# Try it
Exactly as they appear below, repeat the lines from the one with "Fix duplicated global style blocks" through the one with "import initializeSentry from './sentry'", and no others.

Saved entries:
◆ ◆ ◆
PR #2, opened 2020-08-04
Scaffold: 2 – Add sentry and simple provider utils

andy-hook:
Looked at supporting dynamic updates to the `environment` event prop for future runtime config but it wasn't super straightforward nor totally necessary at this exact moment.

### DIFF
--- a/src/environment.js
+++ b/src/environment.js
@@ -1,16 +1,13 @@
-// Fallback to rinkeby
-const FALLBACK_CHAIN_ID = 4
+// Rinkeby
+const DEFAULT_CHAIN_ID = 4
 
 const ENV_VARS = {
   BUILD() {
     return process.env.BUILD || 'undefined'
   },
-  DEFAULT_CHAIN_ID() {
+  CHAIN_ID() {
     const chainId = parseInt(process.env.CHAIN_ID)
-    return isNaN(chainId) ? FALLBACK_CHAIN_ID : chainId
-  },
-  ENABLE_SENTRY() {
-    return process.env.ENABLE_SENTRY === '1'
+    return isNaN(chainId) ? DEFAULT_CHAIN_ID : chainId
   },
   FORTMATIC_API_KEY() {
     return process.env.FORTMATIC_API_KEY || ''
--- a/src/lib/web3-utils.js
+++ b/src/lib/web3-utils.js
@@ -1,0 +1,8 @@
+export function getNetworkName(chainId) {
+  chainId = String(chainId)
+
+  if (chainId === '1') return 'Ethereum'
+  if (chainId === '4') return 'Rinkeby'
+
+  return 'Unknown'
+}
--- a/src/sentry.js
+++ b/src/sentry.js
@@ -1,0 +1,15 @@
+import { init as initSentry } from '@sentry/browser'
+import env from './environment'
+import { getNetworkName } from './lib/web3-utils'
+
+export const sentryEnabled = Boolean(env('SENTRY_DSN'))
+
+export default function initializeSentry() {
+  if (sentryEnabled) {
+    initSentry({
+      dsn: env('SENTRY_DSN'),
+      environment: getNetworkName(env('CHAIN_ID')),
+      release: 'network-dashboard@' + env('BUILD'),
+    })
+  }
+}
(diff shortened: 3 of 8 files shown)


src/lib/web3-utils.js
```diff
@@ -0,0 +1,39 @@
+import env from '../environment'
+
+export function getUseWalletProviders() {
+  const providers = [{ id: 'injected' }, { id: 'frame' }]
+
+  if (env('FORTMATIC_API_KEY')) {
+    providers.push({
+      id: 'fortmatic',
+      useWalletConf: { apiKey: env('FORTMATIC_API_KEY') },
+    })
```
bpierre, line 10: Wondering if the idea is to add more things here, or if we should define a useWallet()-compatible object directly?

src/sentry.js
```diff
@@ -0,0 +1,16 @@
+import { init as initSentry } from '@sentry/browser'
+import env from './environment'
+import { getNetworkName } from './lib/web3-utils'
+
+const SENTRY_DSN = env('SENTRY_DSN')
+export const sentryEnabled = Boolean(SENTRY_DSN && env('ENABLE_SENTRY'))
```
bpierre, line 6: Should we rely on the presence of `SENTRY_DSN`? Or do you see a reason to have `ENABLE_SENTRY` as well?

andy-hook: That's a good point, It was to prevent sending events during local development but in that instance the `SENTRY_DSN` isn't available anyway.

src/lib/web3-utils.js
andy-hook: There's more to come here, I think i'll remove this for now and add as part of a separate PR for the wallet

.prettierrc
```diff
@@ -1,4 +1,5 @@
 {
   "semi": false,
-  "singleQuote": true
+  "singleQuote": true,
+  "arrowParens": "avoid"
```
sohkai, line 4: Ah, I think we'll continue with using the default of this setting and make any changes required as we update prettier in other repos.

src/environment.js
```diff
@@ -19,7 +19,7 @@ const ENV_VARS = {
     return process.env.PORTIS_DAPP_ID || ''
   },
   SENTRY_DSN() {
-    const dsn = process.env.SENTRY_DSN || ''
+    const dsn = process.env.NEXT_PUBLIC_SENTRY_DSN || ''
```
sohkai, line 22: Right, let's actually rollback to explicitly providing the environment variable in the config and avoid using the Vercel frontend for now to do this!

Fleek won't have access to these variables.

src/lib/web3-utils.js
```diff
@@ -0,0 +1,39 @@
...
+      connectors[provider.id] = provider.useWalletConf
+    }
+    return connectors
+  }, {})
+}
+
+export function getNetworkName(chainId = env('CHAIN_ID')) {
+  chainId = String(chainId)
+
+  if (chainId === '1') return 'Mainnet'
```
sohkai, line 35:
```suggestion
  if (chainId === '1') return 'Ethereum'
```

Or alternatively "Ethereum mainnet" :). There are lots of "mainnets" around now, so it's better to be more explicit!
◆ ◆ ◆
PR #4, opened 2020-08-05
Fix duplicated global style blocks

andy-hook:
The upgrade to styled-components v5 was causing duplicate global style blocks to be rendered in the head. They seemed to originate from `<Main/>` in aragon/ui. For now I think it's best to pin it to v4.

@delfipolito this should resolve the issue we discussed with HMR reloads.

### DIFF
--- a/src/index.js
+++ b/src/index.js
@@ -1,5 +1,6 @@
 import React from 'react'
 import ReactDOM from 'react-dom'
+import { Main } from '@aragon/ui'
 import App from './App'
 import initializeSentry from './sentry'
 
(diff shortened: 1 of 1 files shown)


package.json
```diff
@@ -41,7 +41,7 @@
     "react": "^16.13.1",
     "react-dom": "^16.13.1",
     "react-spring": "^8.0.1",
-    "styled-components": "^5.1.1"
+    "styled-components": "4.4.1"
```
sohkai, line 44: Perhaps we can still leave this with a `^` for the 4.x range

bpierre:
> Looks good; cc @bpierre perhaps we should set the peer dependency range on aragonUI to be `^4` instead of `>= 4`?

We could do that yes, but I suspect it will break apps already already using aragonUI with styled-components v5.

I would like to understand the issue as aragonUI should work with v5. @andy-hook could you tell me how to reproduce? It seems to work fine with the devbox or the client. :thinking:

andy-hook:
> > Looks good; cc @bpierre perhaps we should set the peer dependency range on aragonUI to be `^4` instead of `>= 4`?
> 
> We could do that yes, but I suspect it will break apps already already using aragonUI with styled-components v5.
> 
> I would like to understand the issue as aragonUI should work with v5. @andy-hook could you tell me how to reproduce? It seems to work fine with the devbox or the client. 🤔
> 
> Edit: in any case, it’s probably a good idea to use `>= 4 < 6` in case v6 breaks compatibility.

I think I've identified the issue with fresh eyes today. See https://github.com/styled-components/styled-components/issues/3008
◆ ◆ ◆
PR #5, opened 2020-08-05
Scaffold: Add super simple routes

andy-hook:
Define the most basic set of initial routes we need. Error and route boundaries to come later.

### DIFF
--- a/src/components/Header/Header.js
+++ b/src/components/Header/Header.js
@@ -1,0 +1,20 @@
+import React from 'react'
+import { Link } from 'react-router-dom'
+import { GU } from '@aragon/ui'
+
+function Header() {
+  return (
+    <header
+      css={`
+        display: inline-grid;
◆ ◆ ◆
# Written answer
Fix duplicated global style blocks

andy-hook:
The upgrade to styled-components v5 was causing duplicate global style blocks to be rendered in the head. They seemed to originate from `<Main/>` in aragon/ui. For now I think it's best to pin it to v4.

@delfipolito this should resolve the issue we discussed with HMR reloads.

### DIFF
--- a/src/index.js
+++ b/src/index.js
@@ -1,5 +1,6 @@
 import React from 'react'
 import ReactDOM from 'react-dom'
+import { Main } from '@aragon/ui'
 import App from './App'
 import initializeSentry from './sentry'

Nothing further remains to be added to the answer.